World can tap into water management
Updated: 2012-03-09 07:17
By Jin Zhu and Liang Chao (China Daily)
China is not only committed to working more closely with other nations to find solutions for the global water crisis, but is also willing to share its unique experiences in water management and conservation, Chen Lei, minister of water resources, told China Daily in an exclusive interview.
"The water crisis has become a bottleneck for sustainable development across the globe and there needs to be concerted efforts among nations to come up with solutions," Chen said.
Chen Lei, minister of water resources, spoke exclusively to China Daily on Wednesday. [Xu Jingxing / China Daily]
Chen, who is leading the Chinese delegation to the 6th World Water Forum in Marseille, France, from March 12-17, says China and the European Union will sign an agreement on sharing experiences on water management.
"Water shortages and water-related disasters are becoming more and more serious, due to rising populations, advanced urbanization and global climate change," Chen said.
The forum, organized by the World Water Council (WWC) every three years, is the main international meeting to discuss water issues.
"The water crisis is a major concern for all nations," Chen said.
The Marseille meeting is the first global platform on water issues that China is participating in as a full member after joining the WWC in 2009.
"As a WWC member, China will join more international exchanges during the forum, especially on disaster control and relief operations," Chen said.
According to the minister, China and Japan will hold a ministerial roundtable during the meeting to discuss solutions to water-related disasters.
Despite the constant threat of flood and drought, China has made remarkable progress in the water sector, Chen said.
The biggest achievement of successful water management has been the record harvests, which have ensured that nearly 95 percent of the grain needs are met from domestic sources, he said.
The national grain output reached 571 million tons in 2011, an annual increase of 4.5 percent and the eighth consecutive year of growth.
Climate change has worsened in recent years and many parts of the globe are facing extreme weather situations. China is no exception as droughts have now become a major threat to grain security.
From 2003 to 2009, the total grain loss from natural disasters was 303.35 million tons - more than four times the increase in output over the same period.

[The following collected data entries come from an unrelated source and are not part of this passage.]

PR #2827, opened 2016-01-11
fix some sonar alert

gpartenet:


rwaldron:
Can you offer any explanation for these changes? Thanks!

gpartenet:
Sure.
 I use SonarQube to analyse a project where jshint is integrated. And it reports some "Avoid trailing comma in array and object literals" issue due to IE throwing a meaningless error in this case.
Even if not relevant for jshint, this patch turn off those issues

nicolo-ribaudo:
> due to IE throwing a meaningless error in this case

Trailing commas works fine in IE9+. IE <= 8 isn't supported (for example, because of [jshint.js#L5189](https://github.com/jshint/jshint/blob/3fa9ecef7ef1f2f9a40f4d6517b844feb068bc23/src/jshint.js#L5189)), so they aren't a problem.

Anyway, I think you should add [`disallowTrailingComma`](http://jscs.info/rule/disallowTrailingComma) to `.jscsrc`, if this PR gets accepted.

gpartenet:
I may just send a request to sonar js plugin to change this rule if it's outdated since IE9+

jugglinmike:
Sounds good to me!

PR #2829, opened 2016-01-15
[[CHORE]] Pass correct parameter to state.inES6

nicolo-ribaudo:


src/jshint.js
```diff
@@ -3858,7 +3858,7 @@ var JSHINT = (function() {
     var generator = false;
     if (state.tokens.next.value === "*") {
       advance("*");
-      if (state.inES6({ strict: true })) {
+      if (state.inES6(true)) {
```
nicolo-ribaudo: `state.inES6` definition:
```js
inES6: function(strict) {
    if (strict) {
```

jugglinmike:
Good catch! Merged to `master` at commit d089d7d5caaf2c0f1f61dc9d9e471ca4bdc5bee4

PR #2830, opened 2016-01-16
[[CHORE]] Update JSHint

jugglinmike:
The latest stable version of JSHint revealed an erroneous configuration:
when the `console` identifier is listed as a global variable, JSHint
creates an internal "label" to track references to that binding. The
local `console` variable in `jshint.js` shadows this global reference,
meaning the global binding is never referenced.

Lint the in-development codebase with the latest stable version of
JSHint. Update the configuration to avoid the new (valid) warning.

Supersedes gh-2810.

### DIFF
--- a/package.json
+++ b/package.json
@@ -59,7 +59,7 @@
     "coveralls":                      "2.11.x",
     "istanbul":                       "0.3.x",
     "jscs":                           "1.11.x",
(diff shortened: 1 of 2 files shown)


jugglinmike:
Closing in favor of gh-2860.

Issue #2838, opened 2016-01-20
Incorrect "used before declared" warning for const value


twhb:
Given the following code:

```javascript
/* jshint esversion: 6, devel: true */

window.foo = function () {
  alert(x);
};

window.bar = function () {
  alert(x);
};

const x = 1;
```

I get a single warning: "15: 'x' was used before it was declared, which is illegal for 'const' variables."

The code runs fine. I'm not sure if some people consider this bad style, but either way it doesn't seem to be something JSHint means to enforce, as you get no warning if you comment out either `foo` or `bar`.

Tested in v2.9.1.

jugglinmike:
Thanks for the report! This has been fixed and will be available in the next release of JSHint (post 2.9.1)

PR #2842, opened 2016-01-21
[[FIX]] Don't throw E056 for vars used in two functions

nicolo-ribaudo:
Fixes gh-2838


jugglinmike:
The fix is good, and your test demonstrates it. The test does not cover the lines that you added, though. I added another commit with two more tests and merged the result. Thanks, @nicolo-ribaudo!

Issue #2836, opened 2016-01-19
Incompatible values for the 'strict' and 'globalstrict' complains after upgrading to jshint@2.9.1


amrish7:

During this period, the grain lost due to drought alone was 185.38 million tons, according to information provided by the Chinese Academy of Agricultural Sciences.
To combat this, China decided to invest 4 trillion yuan ($633 billion) on water conservation projects in the 10 years from 2011. This represents a sharp increase on the 200 billion yuan spent on the water sector in 2010, Chen said.

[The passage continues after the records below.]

Issue #2852, opened 2016-01-28
No CLI for Rhino


cscott:
The distributed `jshint-rhino.js` used to invoke the CLI, but the CLI has since been factored out.  Further, the CLI now uses the npm `cli` package, which does not apparently support browserify.

PR #2853, opened 2016-01-28
Save rhino global object `this` in `global` variable.

cscott:
This is a rebase of https://github.com/segrey/jshint/commit/1824d740c2d6656e663de43cf6d95fc8a642c796 to latest master.

This fixes the rhino build, but does not replace the CLI -- the only jshint-rhino.js package invoked the CLI, but since 2.6.3 the CLI has been factored out.  Filed #2852 for this issue.

Fixes: #2308

PR #2855, opened 2016-01-29
Restore CLI functionality to `jshint-rhino.js`

cscott:
Fixes: #2852


cscott:
This patch depends on #2853 and #2856.  I've included them in a merge patch at the top of this branch to demonstrate that `travis` passes, but it would probably be best to rebase after merging #2853 and #2856.

package.json
```diff
@@ -34,7 +34,8 @@
     "test-browser": "node tests/browser",
     "test-cli": "nodeunit tests/cli.js",
     "test-node": "npm run test-unit && npm run test-cli && npm run test-regression",
-    "test-regression": "nodeunit tests/regression",
+    "test-regression": "nodeunit tests/regression && node bin/jshint src",
```
nicolo-ribaudo: Why do you run JSHint here?

package.json
```diff
@@ -34,7 +34,8 @@
...
+    "test-rhino": "java -jar tests/regression/libs/rhino-1.7.7.jar -opt -1 dist/jshint-rhino.js src",
```
nicolo-ribaudo: Does this command only run the packaged JSHint file? Is it possible to run the tests from the `tests/` dir?

cscott: Yes, it "only" runs jshint over itself.  Without reimplementing `nodeunit` for rhino, I don't believe that the unit tests can be run.  It would certainly be nicer to run the unit tests (a future patch, perhaps!) but this way we at least have *some* idea of whether the rhino build is still roughly working.  It will catch most problems of the #2853 type, where the rhino build fails to start up at all.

To ensure that there is adequate funding for water conservation projects, the government will utilize 10 percent of the land transaction revenues for farmland irrigation projects.

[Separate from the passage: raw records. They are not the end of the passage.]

Issue #1372, opened 2018-05-30
tokens converts NA as "NA"


kbenoit:
Discovered in #1361.

Here, NA should be rendered as "", not "NA".
```r
tokens(c("a a b", NA))
## tokens from 2 documents.
## text1 :
## [1] "a" "a" "b"
## 
## text2 :
## [1] "NA"
```

PR #1373, opened 2018-05-30
 Handle NA document properly 

koheiw:
- Substitute NA with empty string in corpus constructor to address #1372 
- Change test expectations

### DIFF
--- a/tests/testthat/test-kwic.R
+++ b/tests/testthat/test-kwic.R
@@ -2,39 +2,36 @@ context('test kwic.R')
 
 test_that("test attr(kwic, 'ntoken') with un-named texts", {
     testkwic <- kwic(c(
-        'The quick brown fox jumped over the lazy dog',
-        'The quick brown fox',
-        'The quick brown dog jumped over the lazy dog',
+        "The quick brown fox jumped over the lazy dog",
+        "The quick brown fox",
+        "The quick brown dog jumped over the lazy dog",
         NA
-    ), 'fox')
-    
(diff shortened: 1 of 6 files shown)


tests/testthat/test-kwic.R
```diff
@@ -2,39 +2,36 @@ context('test kwic.R')
 
 test_that("test attr(kwic, 'ntoken') with un-named texts", {
     testkwic <- kwic(c(
-        'The quick brown fox jumped over the lazy dog',
```
kbenoit: 👍

tests/testthat/test-tokens.R
```diff
@@ -420,23 +420,23 @@ test_that("tokens works as expected with NA, and blanks", {
     )   
     expect_equal(
         as.list(tokens(c("one", NA, ""))),
-        list(text1 = "one", text2 = "NA", text3 = character())
```
kbenoit: Wow - we actually tested the error condition as if we expected it! This was originally clearly not a good test.

tests/testthat/test-tokens.R
```diff
@@ -420,23 +420,23 @@ test_that("tokens works as expected with NA, and blanks", {
...
+        list(text1 = "one", text2 = character(), text3 = character())
     )   
     expect_equal(
         as.list(tokens(c(NA, "one", ""))),
-        list(text1 = "NA", text2 = "one", text3 = character())
```
kbenoit: Ditto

China invested a record 345.2 billion yuan on water conservation projects in 2011, gave priority to improving the irrigation infrastructure for grain security and came up with projects to deal with drought and flood, Chen said.
Irrigated land in China reached 60.33 million hectares compared with 49 million hectares in 1980, according to information provided by the Water Ministry. Irrigated land produces more than 75 percent of China's grain output and more than 90 percent of its vegetables and economic crops.
"The government will take steps to further improve water conservancy, such as increasing investment and speeding up construction," Chen said, adding that, "such huge investment is unparalleled anywhere in the world".
More efforts have also been made to improve the water quality and the national flood-control and drought-relief system, the minister said.
The government has set a goal to provide safe drinking water to all rural residents by 2013. As of today, nearly 300 million rural residents lack access to safe drinking water.
Steps to repair 50,000 old and hazardous reservoirs will be undertaken on a priority basis, the minister said. Nearly 7,356 large and medium-sized reservoirs have already been reinforced or rebuilt by the end of 2010. Repairs on another 5,400 small-sized reservoirs will be completed this year.
Besides highlighting China's achievements in the water sector, the minister also revealed that more efforts will be taken to enhance China's involvement in global water movements.
The six-day forum in Marseille is expected to bring together more than 35,000 participants from 180 countries.